** WORK ORDER **
Among the entries below, count the lines where the string "descending" occurs, and give only the number.

** SUPPLIED RECORDS **
==============================
PR #169, opened 2021-05-05
improve FacetStream to allow descending order values

LeonardoGonzales:
The use case is annotation_score facet. Order from 5 to 1 descending. The fix is already working for search facet. This code change it to add it to stream facet.


ahmadshadab (approved):
Looks good. Did you try integration test with postman/curl with test1/wwwdev solr server?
==============================
** PROBLEM SOLUTION **
2